> [ENTRIES SUPPLIED]
PR #250, opened 2020-02-10
Accept suffix '.img' for mender-artifact modifiable images

lluiscampos:
Previously we were allowing only Yocto naming convention sdimg, uefiimg,
but it might come in handy to modify a .img image (i.e. converted
Raspbian).

### DIFF
--- a/cli/mender-artifact/copy.go
+++ b/cli/mender-artifact/copy.go
@@ -26,7 +26,7 @@ import (
 	"github.com/urfave/cli"
 )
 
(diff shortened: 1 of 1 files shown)


lluiscampos:
I am unsure about this change deserving or not Changelog. What do you think?

lluiscampos:
Stopping integration pipeline for this PR.

lluiscampos:
> > I am unsure about this change deserving or not Changelog. What do you think?
> 
> I think it does. Small, but still a user facing change.

Ok, thanks.

> I'd let it run through the tests once though.

Sure. Running them now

> [TASK REQUIREMENTS] Gather every line from the listing above in which the word "about" appears.

> [ANSWER TO THE EXERCISE]
I am unsure about this change deserving or not Changelog. What do you think?
> > I am unsure about this change deserving or not Changelog. What do you think?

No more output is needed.